Beauty's downfall 2003-06-04 4:31 p.m.


It's a beautiful day.

I woke up unable to function as a human might... I made it to the shower and I was so dizzy I leaned the whole way through... my head spinning whirlwind... the yellow happy faces on my towel nearly making me puke.

I sat on Blair's side naked and debating if I could fight, if only for today... could I do it? I couldn't.

The worst... I can't tell you what I am sick with. I just don't work. I can't bend 90 degrees at my waist... I can't put one foot in front of the other without tipping over. I am sloth in a girl's skin...
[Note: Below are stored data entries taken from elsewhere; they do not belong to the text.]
PR #2628, opened 2024-09-09
CLDC-3633 Full stops in error messages

Dinssa:


config/locales/en.yml
```diff
@@ -728,12 +732,12 @@ Make sure these answers are correct."
       title_text: "You told us that the monthly charges were %{mscharge}."
       hint_text: "This is higher than we would expect."
     student_not_child:
-      title_text: "You told us this person is a student aged beween 16 and 19"
```
kosiakkatrina, line 748: nice

spec/models/validations/sales/setup_validations_spec.rb
```diff
@@ -119,15 +119,15 @@
...
+          expect(record.errors["saledate"]).to include(match "Enter a date within the 23/24 or 24/25 collection years, which is between 1st April 2023 and 31st March 2025.")
         end
 
         it "can edit already created logs for the previous collection year" do
           record.saledate = Time.zone.local(2024, 1, 2)
           record.save!(validate: false)
           record.saledate = Time.zone.local(2024, 1, 1)
           setup_validator.validate_saledate_collection_year(record)
-          expect(record.errors["saledate"]).not_to include(match "Enter a date within the 24/25 collection year, which is between 1st April 2024 and 31st March 2025")
+          expect(record.errors["saledate"]).not_to include(match "Enter a date within the 24/25 collection year, which is between 1st April 2024 and 31st March 2025.")
```
kosiakkatrina, line 130: There are a couple of tests like this which wouldn't have failed with the removal of `.` . This one has `match` so would probably still be testing correctly, but I checked for others and updated the few that I found. 
We mostly seem to test absence with `to be_empty` etc

config/locales/en.yml
```diff
@@ -50,8 +50,8 @@ en:
     errors:
       models:
         bulk_upload/row_parser: &bulk_upload__row_parser__base
-          inclusion: Enter a valid value for %{question}
-          spreadsheet_dupe: This is a duplicate of a log in your file
+          inclusion: "Enter a valid value for %{question}"
```
Dinssa, line 53: This stays without a full stop because the question itself will have one/a question mark.

config/locales/en.yml
```diff
@@ -301,270 +301,269 @@ en:
...
       age:
         earnings_over_hard_max: "The household’s income of %{earnings} %{frequency} is too high for the number of adults. Change either the household income or the age of the tenants."
       hhmemb:
         earnings:
           over_hard_max: "The household’s income of %{earnings} %{frequency} is too high for this number of tenants. Change either the household income or number of tenants."
           under_hard_min: "The household’s income of %{earnings} %{frequency} is too low for this number of tenants. Change either the household income or number of tenants."
       brent:
-        below_hard_min: "Rent is below the absolute minimum expected for a property of this type. Please check the rent, rent period, local authority and (if general needs) number of bedrooms"
-        above_hard_max: "Rent is higher than the absolute maximum expected for a property of this type. Please check the rent, rent period, local authority and (if general needs) number of bedrooms"
+        below_hard_min: "Rent is below the absolute minimum expected for a property of this type. Please check the rent, rent period, local authority and (if general needs) number of bedroom."
```
Dinssa, line 415: This should change back to "bedrooms".

spec/models/validations/sales/setup_validations_spec.rb
RachaelBooth: Yeah, this seems the biggest risk so glad to know you've checked! I would expect us mostly to be using `to be_empty` though 🤞.

RachaelBooth (approved):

I am noticing that every voluntary function is work lately. It's difficult to live that way, with my mind CONSTANTLY needing to give direction. Even now I find I need to tell my fingers exactly where to tap or they'll tap any which way they please. It's unnatural for me, and maybe unexplanable.... but hardest is that I find myself giving up... being tired. I can't fight fairly so why fight at all?

I am sure I have plently of reasons and I am sure that if I haven't someone will lay a hundred down for me, but no reason in this world seems solid enough to convince me.

My head aches like a derailed train spilling chemical inside my brain. Fuses burning.... a light show not to miss I am sure, but I wish I could.

Haven't I done enough for this to be the end?